諾維爾/AIL 完成式和過去完成式
接下來我們來看看完成式和過去完成式。這裡所有西歐語言(D E F I S Sc)都用動詞 have 的某種形式加上過去分詞,例如 E I have lost, I had lost。現代希臘語也是如此。從歷史上看,這是從 have 和被動分詞保留其普通含義的句子中發展而來的:我找到了鑰匙最初意味著我擁有現在(作為)找到的鑰匙;但隨著時間的推移,這種含義被遺忘了,這種結構被類推擴充套件到在邏輯上不可能進行相同分析的案例中:我丟了鑰匙,等等。現在,在 Esp-Ido 型別的語言中,這種相應的結構是行不通的,因為分詞有一個形容詞形式,沒有不定冠詞,因為像 me havas perdita klefo(或複數 klefi)這樣的句子很容易被誤解為意思是“我有一把丟了的鑰匙(一些丟了的鑰匙)”,而不是“我丟了一把鑰匙(一些鑰匙)”。Me havas obliviita omno 我忘記了一切,或者我擁有一切(曾經)被遺忘的東西。這與來自波蘭語(他母語)的習慣相結合,使得柴門霍夫採用了實際上更合乎邏輯的表達 mi estas perdinta '我正在失去',mi estis perdinta '我正在失去' 表示 '我已經(曾經)失去';estus estinta 表示 '曾經將會'。最初在 Ido(me esas perdinta,me esis perdinta)中模仿了這種說法,但對於西歐人來說,這些總是顯得笨拙且繞口,因此大多數 Idists 欣然接受了插入 -ab- 的新合成形式,這些形式在幾年後被允許使用:perdabis '曾經失去',perdabos '將要失去',perdabus '應該失去'(為什麼 perdabas '已經失去' 沒有同時被採用,將永遠是一個謎)。類似的插入已經由 Courtonne(1885)使用:amavam have loved, amavom shall have loved。但儘管在練習了一段時間後更容易處理,這些高度合成的形式並不吸引人,尤其是當與被動語態字尾 -es- 結合使用時:perdesabis '曾經被丟失',perdesabos 等,因此我們必須尋找更簡單的表達。
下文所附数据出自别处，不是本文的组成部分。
PR #8359, opened 2020-06-05
Kernel Explorer: Improvements

elad335:
Added many small and medium improvements to the kernel explorer, a few notable ones are:
* Added last PPU syscall/function executed, with a note if PPU thread is cuurently executing it or if it's only the last.
* SPU thread type added. (Raw/Isolated/Threaded SPU)
* lv2_obj::name64 removes invalid/newline characters automatically to avoid garbage output in objects' names.
* IPC key of lv2 objects has been added.
* It is now reported if event ports are bound to an event queue or not. 
* Shared memory information has been added.
* RSX Context information has been added, some of the added info includes IO mapping, Zculls and display buffers information.

### DIFF
--- a/rpcs3/rpcs3qt/kernel_explorer.cpp
+++ b/rpcs3/rpcs3qt/kernel_explorer.cpp
@@ -14,9 +14,13 @@
 #include "Emu/Cell/lv2/sys_prx.h"
 #include "Emu/Cell/lv2/sys_overlay.h"
 #include "Emu/Cell/lv2/sys_memory.h"
+#include "Emu/Cell/lv2/sys_mmapper.h"
 #include "Emu/Cell/lv2/sys_spu.h"
 #include "Emu/Cell/lv2/sys_process.h"
+#include "Emu/Cell/lv2/sys_rsx.h"
 #include "Emu/Cell/lv2/sys_fs.h"
+
+#include "Emu/RSX/RSXThread.h"
 
 #include "kernel_explorer.h"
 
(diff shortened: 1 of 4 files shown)


rpcs3/rpcs3qt/kernel_explorer.cpp
```diff
@@ -283,39 +290,182 @@ void kernel_explorer::Update()
...
 	idm::select<lv2_spu_group>([&](u32 id, lv2_spu_group& tg)
 	{
 		lv2_types.back().count++;
-		l_addTreeChild(lv2_types.back().node, qstr(fmt::format(u8"SPU Group: ID = 0x%07x “%s”, status = %s, priority = %d, type = 0x%x", id, tg.name, tg.run_state.load(), +tg.prio, tg.type)));
+		l_addTreeChild(lv2_types.back().node, qstr(fmt::format(u8"SPU Group 0x%07x: “%s”, Status = %s, Priority = %d, Type = 0x%x", id, tg.name, tg.run_state.load(), +tg.prio, tg.type)));
 	});
 
+	lv2_types.emplace_back(l_addTreeChild(root, "RSX Contexts"));
+
+	do
```
Megamouse, line 338: instead of putting in this jank ass while loop, why not put it in some lambda ?

rpcs3/rpcs3qt/kernel_explorer.cpp
```diff
@@ -237,43 +243,44 @@ void kernel_explorer::Update()
 			}
 			else
 			{
-				l_addTreeChild(node, qstr(fmt::format(u8"LWMutex: ID = 0x%08x “%s”, Wq = %zu (Couldn't extract control data)", id, lv2_obj::name64(lwm.name), lwm.sq.size())));
+				l_addTreeChild(node, qstr(fmt::format(u8"LWMutex 0x%08x: “%s”, Wq: %zu (Couldn't extract control data)", id, lv2_obj::name64(lwm.name), lwm.sq.size())));
```
Megamouse, line 246: a couple of lines above this is a weird whitespace

rpcs3/rpcs3qt/kernel_explorer.cpp
elad335: I disagree, breaking from a do-while is clearer on the intention than returning from a lambda in my opinion. It's not like I pass some value where lambda makes sense.

rpcs3/rpcs3qt/kernel_explorer.cpp
```diff
@@ -283,39 +290,182 @@ void kernel_explorer::Update()
...
+		std::string_view type = "threaded";
+
+		if (spu.is_isolated)
+		{
+			type = "isolated";
+		}
+		else if (spu.offset >= RAW_SPU_BASE_ADDR)
+		{
+			type = "raw";
+		}
```
sampletext32, line 323: if you put initial assignment into ```else``` block, it will prevent reassignment in other cases.

elad335: I'm aware.

PR #8777, opened 2020-08-26
ci: attempt to unbreak CI for Windows [hotfix]

dio-gh:
Azure just bumped their VS Build Tools version, but compilation is broken right now on 16.7.x, so this puts us back to 16.6 until MSVC gets fixed up.

**Edit:** This is not how it works, you can only specify major versions with `vsVersion` apparently, and it will automatically pick the latest minor release from them. For some mysterious reason however it rejects `15.0`, so there's really no choice to be had here, it'll build with `16.7.x` no matter the setting. Then again, even if it did let us do `15.0`, the last minor release of the `15.x` versions is probably insufficient to build RPCS3 by now. So for now, no more Windows builds I guess?

### DIFF
--- a/azure-pipelines.yml
+++ b/azure-pipelines.yml
@@ -88,7 +88,7 @@ jobs:
     - task: VSBuild@1
       inputs:
         solution: 'rpcs3.sln'
-        vsVersion: 16.6
+        vsVersion: 15.0
         maximumCpuCount: true
         platform: x64
         configuration: 'Release - LLVM'
--- a/azure-pipelines.yml
+++ b/azure-pipelines.yml
@@ -88,7 +88,7 @@ jobs:
     - task: VSBuild@1
       inputs:
         solution: 'rpcs3.sln'
-        vsVersion: 15.0
+        vsVersion: '15.0'
         maximumCpuCount: true
         platform: x64
         configuration: 'Release - LLVM'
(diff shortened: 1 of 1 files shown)


dio-gh:
rip

azure-pipelines.yml
```diff
@@ -88,6 +88,7 @@ jobs:
     - task: VSBuild@1
       inputs:
         solution: 'rpcs3.sln'
+        vsVersion: 16.6
```
Megamouse, line 91: maybe try
```suggestion
        vsVersion: '16.6'
```

dio-gh: GalCiv already tried and that was not correct. Documentation has it unquoted and only contains major versions, so the correct one would actually be `16.0`. However, Azure automagically accounted for this, and it still failed so idk

Relevant line in the build log:
> ##[warning]Visual Studio version '16.6' not found. Falling back to version '16.0'.

Megamouse: try 15 then xd

RipleyTom: I already tried that, it doesn't work.

dio-gh: > try 15 then xd

actually trying it, it may just work

dio-gh: fails with

> ##[warning]Visual Studio version '15.0' not found. Falling back to version '16.0'.

Absolutely cursed and 15.x wouldn't work well anyways. I guess rip our Windows builds for a while?

dio-gh:
yea nah, rip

這些是在組合中找到的,其中西歐形式以避免歧義的方式被模仿,首先是因為使用的助動詞 ha 和 had 與完整的佔有動詞 have,haved 不同,其次是因為它不是助動詞之後使用的分詞,而是詞幹:me ha perda klefe,me had perda klefe '我(曾經)丟了一把鑰匙',這很容易與 me have perdat(perdati)klefe,me haved perdat(perdati)klefe '我有一把丟了的鑰匙,我有一把丟了的鑰匙' 區分開來。
透過這些助動詞,很容易形成更復雜的時態:vu sal ha perda 你將要失去,la vud ha veni 她曾經會來。還要注意不定式:es plu agreabli tu viva kam tu ha viva o tu sal viva。
提一下 ha 和 had 必須與所有動詞一起使用,包括那些在 D 和 Sc(以及在一定程度上在 E 中)與動詞 be(sein,være)結合形成完成式和過去完成式的不及物動詞,可能並非多餘:lo ha veni 他已經(是)來了,er ist gekommen,han er kommen;lo had veni 等。Me ha es ich bin gewesen。
當然,也可以形成助動詞的分詞:hant veni 已經來,salent veni = Ido venonta。這些複合形式可以自由地用在同位語中,但不能像 Esp-Ido 形式那樣容易地用作狀語,但這些情況並不常見,而且關係從句總是很方便。對於 Z la venonta tempo 我們說 li futur(i) tempe。